PR #10679, opened 2021-08-25
Command dedup: migrate kvutils to use v2 services [KVL-1049]

nicu-da:
- Add extra fields to `kvutils.proto` which are required to update to v2 (submission id and deduplication period)
- Migrate everything to use v2 services only and drop the usage of adapters
- Enable api deduplication for existing kv ledgers

### Pull Request Checklist

trigger the build.


ledger/participant-state/kvutils/src/main/scala/com/daml/ledger/participant/state/kvutils/api/KeyValueParticipantState.scala
```diff
@@ -40,15 +40,22 @@ class KeyValueParticipantState(
     reader: LedgerReader,
     writer: LedgerWriter,
     metrics: Metrics,
+    apiDeduplicationEnabled: Boolean = false,
```
SamirTalwar-DA, line 43: Can't we just hard-code this to `true` for now?

ledger/ledger-on-memory/src/test/suite/scala/com/daml/ledger/on/memory/InMemoryLedgerWriterSpec.scala
```diff
@@ -45,7 +46,7 @@ class InMemoryLedgerWriterSpec
         )(any[ExecutionContext])
       )
         .thenReturn(
-          Future.successful(SubmissionResult.InternalError("Validation failed with an exception"))
+          Future.successful(SubmissionResult.SynchronousError(Status()))
```
SamirTalwar-DA, line 49: Can you pull out this value and then assert with `should be` below?

ledger/participant-state/kvutils/BUILD.bazel
```diff
@@ -51,13 +51,15 @@ da_scala_library(
...
         "//ledger/caching",
+        "//ledger/ledger-api-domain",
         "//ledger/ledger-api-health",
         "//ledger/ledger-configuration",
         "//ledger/ledger-configuration/protobuf:ledger_configuration_proto_java",
         "//ledger/ledger-offset",
         "//ledger/ledger-resources",
         "//ledger/metrics",
         "//ledger/participant-state",
+        "//ledger-api/grpc-definitions:ledger_api_proto_scala",
```
SamirTalwar-DA, line 62: Please move this above all the `//ledger` entries, as below. I'm surprised the autoformatter didn't do this for you.

ledger/participant-state/kvutils/src/main/protobuf/com/daml/ledger/participant/state/kvutils/daml_kvutils.proto
```diff
@@ -183,20 +189,59 @@ message DamlTransactionBlindingInfo {
...
+    InconsistentKeys internal_inconsistent_keys = 12;
+    InconsistentContracts external_inconsistent_contracts = 13;
+    DuplicateKeys external_duplicate_keys = 14;
+    InconsistentKeys external_inconsistent_keys = 15;
+    MissingInputState missing_input_state = 16;
+    RecordTimeOutOfRange record_time_out_of_range = 17;
+    CausalMonotonicityViolated causal_monotonicity_violated = 18;
+    SubmittingPartyNotKnownOnLedger submitting_party_not_known_on_ledger = 19;
+    PartiesNotKnownOnLedger parties_not_known_on_ledger = 20;
+    InvalidParticipantState  invalid_participant_state = 21;
```
SamirTalwar-DA, line 215:
```suggestion
    InvalidParticipantState invalid_participant_state = 21;
```

ledger/participant-state/kvutils/src/main/protobuf/com/daml/ledger/participant/state/kvutils/daml_kvutils.proto
```diff
@@ -183,20 +189,59 @@ message DamlTransactionBlindingInfo {
 // A transaction rejection entry.
 message DamlTransactionRejectionEntry {
   DamlSubmitterInfo submitter_info = 1;
-
   reserved 5; // was reason.maximum_record_time_exceeded
 
   oneof reason {
+    InvalidLedgerTime invalid_ledger_time = 9;
+    SubmitterCannotActViaParticipant submitter_cannot_act_via_participant = 8;
```
SamirTalwar-DA, line 196: Why are these two not deprecated? Are they used by both?

If they are, can you add a comment explaining this?

ledger/participant-state/kvutils/src/main/protobuf/com/daml/ledger/participant/state/kvutils/daml_kvutils.proto
```diff
@@ -183,20 +189,59 @@ message DamlTransactionBlindingInfo {
...
+    //v1 reasons DEPRECATED
```
SamirTalwar-DA, line 197:
```suggestion
    // v1 reasons (these are DEPRECATED)
```

ledger/participant-state/kvutils/src/main/protobuf/com/daml/ledger/participant/state/kvutils/daml_kvutils.proto
```diff
@@ -183,20 +189,59 @@ message DamlTransactionBlindingInfo {
...
     Inconsistent inconsistent = 2;
     Disputed disputed = 3;
     ResourcesExhausted resources_exhausted = 4;
     Duplicate duplicate_command = 6;
     PartyNotKnownOnLedger party_not_known_on_ledger = 7;
-    SubmitterCannotActViaParticipant submitter_cannot_act_via_participant = 8;
-    InvalidLedgerTime invalid_ledger_time = 9;
+    //v2 reasons
```
SamirTalwar-DA, line 203:
```suggestion
    // v2 reasons
```

ledger/participant-state/kvutils/src/main/protobuf/com/daml/ledger/participant/state/kvutils/daml_kvutils.proto
```diff
@@ -183,20 +189,59 @@ message DamlTransactionBlindingInfo {
 // A transaction rejection entry.
 message DamlTransactionRejectionEntry {
   DamlSubmitterInfo submitter_info = 1;
-
   reserved 5; // was reason.maximum_record_time_exceeded
 
   oneof reason {
```
SamirTalwar-DA, line 194: These changes make me very happy.

ledger/participant-state/kvutils/src/main/scala/com/daml/ledger/participant/state/kvutils/Conversions.scala
```diff
@@ -132,24 +135,47 @@ private[state] object Conversions {
...
+    }
+    CompletionInfo(
       actAs = subInfo.getSubmittersList.asScala.toList.map(Ref.Party.assertFromString),
       applicationId = Ref.LedgerString.assertFromString(subInfo.getApplicationId),
       commandId = Ref.LedgerString.assertFromString(subInfo.getCommandId),
-      deduplicateUntil = parseTimestamp(subInfo.getDeduplicateUntil).toInstant,
+      optDeduplicationPeriod = deduplicationPeriod,
+      submissionId = Ref.SubmissionId.assertFromString(
+        subInfo.getSubmissionId
+      ), // FIXME this can be missing, what to do what to do
```
SamirTalwar-DA, line 175: If there's no submission ID, we need to generate one somewhere.

ledger/participant-state/kvutils/src/main/scala/com/daml/ledger/participant/state/kvutils/committer/transaction/Rejection.scala
```diff
@@ -8,40 +8,29 @@ import java.time.Instant
...
       override val description: String =
         "DuplicateKeys: the transaction contains a duplicate key"
-
-      override def toStateV1RejectionReason: v1.RejectionReason =
-        v1.RejectionReasonV0.Disputed(description)
     }
 
     object InconsistentKeys extends Rejection {
       override val description: String =
         "InconsistentKeys: the transaction is internally inconsistent"
```
SamirTalwar-DA, line 33: Please knock out these extra empty lines.

ledger/participant-state/kvutils/src/main/scala/com/daml/ledger/participant/state/kvutils/committer/transaction/Rejections.scala
```diff
@@ -70,21 +72,77 @@ private[transaction] class Rejections(metrics: Metrics) {
...
+        builder.setMissingInputState(
+          MissingInputState.newBuilder().setKey(key)
+        )
+      case Rejection.InvalidParticipantState(error) =>
+        builder.setInvalidParticipantState(
+          InvalidParticipantState
+            .newBuilder()
+            .setDetails(
+              error.getMessage
+            )
```
SamirTalwar-DA, line 102:
```suggestion
            .setDetails(error.getMessage)
```

ledger/participant-state/kvutils/src/test/lib/scala/com/daml/ledger/participant/state/kvutils/ParticipantStateIntegrationSpecBase.scala
```diff
@@ -327,15 +320,16 @@ abstract class ParticipantStateIntegrationSpecBase(implementationName: String)(i
         }
       }
 
-      "reject duplicate commands" in participantState.use { ps =>
-        val commandIds = ("X1", "X2")
-
+      //ignore as we don't support command deduplication currently at this level
```
SamirTalwar-DA, line 323: Please make sure we don't lose track of this.

buf.yaml
```diff
@@ -33,3 +33,4 @@ breaking:
   ignore_only:
     FIELD_SAME_ONEOF: # ignore field_same_oneof to not trigger an error from moving an existing field into a new oneof
       - com/daml/ledger/api/v1/commands.proto
+      - com/daml/ledger/participant/state/kvutils/daml_kvutils.proto
```
SamirTalwar-DA, line 36: Please add a newline at the end here.

ledger/ledger-on-memory/src/test/suite/scala/com/daml/ledger/on/memory/InMemoryLedgerReaderWriterIntegrationSpec.scala
```diff
@@ -44,6 +44,10 @@ class InMemoryLedgerReaderWriterIntegrationSpec
         engine = Engine.DevEngine(),
         committerExecutionContext = committerExecutionContext,
       )
-    } yield new KeyValueParticipantState(readerWriter, readerWriter, metrics)
+    } yield new KeyValueParticipantState(
+      readerWriter,
+      readerWriter,
+      metrics,
+    )
```
SamirTalwar-DA, line 51: I think this change was probably unnecessary.

ledger/participant-state/kvutils/src/main/scala/com/daml/ledger/participant/state/kvutils/Conversions.scala
```diff
@@ -268,6 +294,159 @@ private[state] object Conversions {
...
+        code.value,
+        message,
+        Seq.empty,
+      )
+    }
+
+    val status = entry.getReasonCase match {
+      case DamlTransactionRejectionEntry.ReasonCase.INVALID_LEDGER_TIME =>
+        val rejection = entry.getInvalidLedgerTime
+        Some(
```
SamirTalwar-DA, line 311: Maybe pull out `Some(…)` here.

ledger/participant-state/kvutils/src/main/scala/com/daml/ledger/participant/state/kvutils/Conversions.scala
```diff
@@ -268,6 +294,159 @@ private[state] object Conversions {
...
+  def decodeTransactionRejectionEntry(
+      entry: DamlTransactionRejectionEntry
+  ): Option[FinalReason] = {
+    def buildStatus(code: Code, message: String) = {
+      Status.of(
+        code.value,
+        message,
+        Seq.empty,
+      )
+    }
```
SamirTalwar-DA, line 306: You can shorten this, and perhaps pull it out of the enclosing function, as it doesn't require the method parameter.

```suggestion
    def buildStatus(code: Code, message: String) =
      Status.of(code.value, message, Seq.empty)
```

ledger/participant-state/kvutils/src/main/scala/com/daml/ledger/participant/state/kvutils/committer/transaction/Rejections.scala
```diff
@@ -70,21 +73,77 @@ private[transaction] class Rejections(metrics: Metrics) {
...
-      case RejectionReasonV0.Inconsistent(reason) =>
-        builder.setInconsistent(Inconsistent.newBuilder.setDetails(reason))
-      case RejectionReasonV0.Disputed(reason) =>
-        builder.setDisputed(Disputed.newBuilder.setDetails(reason))
-      case RejectionReasonV0.ResourcesExhausted(reason) =>
-        builder.setResourcesExhausted(ResourcesExhausted.newBuilder.setDetails(reason))
-      case RejectionReasonV0.PartyNotKnownOnLedger(reason) =>
-        builder.setPartyNotKnownOnLedger(PartyNotKnownOnLedger.newBuilder.setDetails(reason))
-      case RejectionReasonV0.SubmitterCannotActViaParticipant(details) =>
+    rejection match {
```
SamirTalwar-DA, line 76: Can we add some tests that check this in combination with _Conversions.scala_? I am thinking some table-driven checks that verify that `Rejection.Xyz` converts to `Status.of(code1, message1)`, etc.

ledger/participant-state/kvutils/src/test/lib/scala/com/daml/ledger/participant/state/kvutils/ParticipantStateIntegrationSpecBase.scala
```diff
@@ -472,7 +467,7 @@ abstract class ParticipantStateIntegrationSpecBase(implementationName: String)(i
 
           offset2 should be(toOffset(2))
           inside(update2) { case CommandRejected(_, _, reason) =>
-            reason should be(a[RejectionReasonV0.PartyNotKnownOnLedger])
+            reason should be(a[FinalReason])
```
SamirTalwar-DA, line 470: Can you check the exact reason?

ledger/participant-state/kvutils/src/test/suite/scala/com/daml/ledger/participant/state/kvutils/KeyValueConsumptionSpec.scala
```diff
@@ -114,10 +114,9 @@ class KeyValueConsumptionSpec extends AnyWordSpec with Matchers {
 
     "generate a rejection entry for a transaction if record time is out of time bounds" in {
       def verifyCommandRejection(actual: Option[Update]): Unit = actual match {
-        case Some(Update.CommandRejected(recordTime, submitterInfo, reason)) =>
+        case Some(Update.CommandRejected(recordTime, completionInfo, _)) =>
           recordTime shouldBe aRecordTime
-          submitterInfo shouldBe Conversions.parseSubmitterInfo(someSubmitterInfo)
-          reason shouldBe a[RejectionReasonV0.InvalidLedgerTime]
```
SamirTalwar-DA, line 120: Can we assert the exact rejection reason?

ledger/participant-state/kvutils/src/main/scala/com/daml/ledger/participant/state/kvutils/api/KeyValueParticipantState.scala
nicu-da: Done

ledger/participant-state/kvutils/src/main/protobuf/com/daml/ledger/participant/state/kvutils/daml_kvutils.proto
nicu-da: Exactly, these two errors kept their usage. Will add a comment.

ledger/participant-state/kvutils/src/main/scala/com/daml/ledger/participant/state/kvutils/Conversions.scala
nicu-da: There's one None so not sure how to make the compiler happy without this.

ledger/participant-state/kvutils/src/main/scala/com/daml/ledger/participant/state/kvutils/committer/transaction/Rejections.scala
nicu-da: Yes, this is the next step.
Actually plan on moving this code to conversions as well so that it's in the same place, and then add tests for 2-way conversions. 

On another note I was also thinking of using these conversions as part of the `RejectionReasonUpdateNormalizer`, this would at least add some form of validation on the rejection as well.

ledger/participant-state/kvutils/src/main/scala/com/daml/ledger/participant/state/kvutils/Conversions.scala
SamirTalwar-DA: Sorry, must have missed that.

SamirTalwar-DA:
Looking very solid, IMO.

ledger/participant-state/kvutils/src/test/suite/scala/com/daml/ledger/participant/state/kvutils/ConversionsSpec.scala
```diff
@@ -93,6 +107,195 @@ class ConversionsSpec extends AnyWordSpec with Matchers {
...
+            rejection,
+          )
+          .build()
+        Conversions
+          .decodeTransactionRejectionEntry(encodedEntry)
+          .value
+          .code shouldBe expectedCode.value()
+      }
+
+      "convert validation failure" in {
```
SamirTalwar-DA, line 127: Consider using `Table` for these tests, to make it terser and potentially clearer?

ledger/participant-state/kvutils/src/test/lib/scala/com/daml/ledger/participant/state/kvutils/ParticipantStateIntegrationSpecBase.scala
```diff
@@ -327,15 +322,16 @@ abstract class ParticipantStateIntegrationSpecBase(implementationName: String)(i
         }
       }
 
-      "reject duplicate commands" in participantState.use { ps =>
-        val commandIds = ("X1", "X2")
-
+      //ignore as we don't support command deduplication currently at this level
```
miklos-da, line 325: This is only testing committer-side command deduplication, doesn't it?

ledger/participant-state/kvutils/src/main/protobuf/com/daml/ledger/participant/state/kvutils/daml_kvutils.proto
```diff
@@ -184,20 +190,35 @@ message DamlTransactionBlindingInfo {
...
     Disputed disputed = 3;
     ResourcesExhausted resources_exhausted = 4;
     Duplicate duplicate_command = 6;
     PartyNotKnownOnLedger party_not_known_on_ledger = 7;
-    SubmitterCannotActViaParticipant submitter_cannot_act_via_participant = 8;
-    InvalidLedgerTime invalid_ledger_time = 9;
+
+    // v2 reasons
+    ValidationFailure validation_failure = 10;
+    DuplicateKeys internal_duplicate_keys = 11;
```
miklos-da, line 209: Was there a reason to diverge from the respective Scala rejection names such as `InternallyInconsistentTransaction.DuplicateKeys`? In order to be consistent with the Scala class names I'd suggest using `internally_duplicate_keys`, `internally_inconsistent_keys`, etc. as field names here, or even better, create a separate message mirroring the Scala class and declare two separate fields for rejections because of internally vs. externally inconsistent transactions so that we keep this message easier to read.
E.g., this message could look something like:
```protobuf
message DamlTransactionRejectionEntry {
  ...
  oneof reason {
    <common rejection reasons>
    //
    // Rejections used by participant.state.v1 API.
    // Note that these are deprecated.
    //
    Inconsistent inconsistent = 2;
    Disupted disupted = 3;
    ...

    //
    // Rejections used by participant.state.v2 API.
    //
    ValidationFailure validation_failure = 10;
    InconsistentTransaction internally_inconsistent_transaction = ...;
    InconsistentTransaction externally_inconsistent_transaction = ...;
    ...
  }
}
```
Another option to consider is to introduce a separate message encompassing all rejection reasons specific to `participant.state.v2`.
@nicu-da What do you think?

ledger/participant-state/kvutils/src/main/protobuf/com/daml/ledger/participant/state/kvutils/daml_kvutils.proto
```diff
@@ -374,7 +395,7 @@ message DamlCommandDedupKey {
   string application_id = 2;
   string command_id = 3;
 }
-
+// should this be removed? how do we handle transitions?
```
miklos-da, line 398: This may not be removed yet. For command deduplication related changes we'll define a process for the SDK upgrade that'll ensure that no old deduplication state interferes with the new code.

ledger/participant-state/kvutils/src/main/protobuf/com/daml/ledger/participant/state/kvutils/daml_kvutils.proto
```diff
@@ -469,6 +490,8 @@ message DamlContractKeyState {
 
 // Errors
 
+// V1
```
miklos-da, line 493: If you want to mark a block of messages belonging to a version, please either create a multi-line header such as the below:
```protobuf
//
// Used by participant.state.v1 API.
//
```
or add a comment e.g. `// Used by participant.state.v1 API.` to each message.

miklos-da (commented):
Looks good! We should consider some alternatives for changing `daml_kvutils.proto` so that the schema is easier to maintain.

ledger/participant-state/kvutils/src/main/protobuf/com/daml/ledger/participant/state/kvutils/daml_kvutils.proto
nicu-da: Makes sense, I like a lot more the header field for versioning. Will update that and naming.

ledger/participant-state/kvutils/src/main/protobuf/com/daml/ledger/participant/state/kvutils/daml_kvutils.proto
```diff
@@ -540,3 +568,33 @@ message TimedOut {
 message AlreadyExists {
   string details = 1;
 }
+
+// V2
+
+message ValidationFailure {
+    string details = 1;
```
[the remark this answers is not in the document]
***
§ **Exercise requirements**: Everything from the first line of the entries above through the line with "- Migrate everything" is to be reproduced exactly, and nothing else.

§ **Finished exercise**:
PR #10679, opened 2021-08-25
Command dedup: migrate kvutils to use v2 services [KVL-1049]

nicu-da:
- Add extra fields to `kvutils.proto` which are required to update to v2 (submission id and deduplication period)
- Migrate everything to use v2 services only and drop the usage of adapters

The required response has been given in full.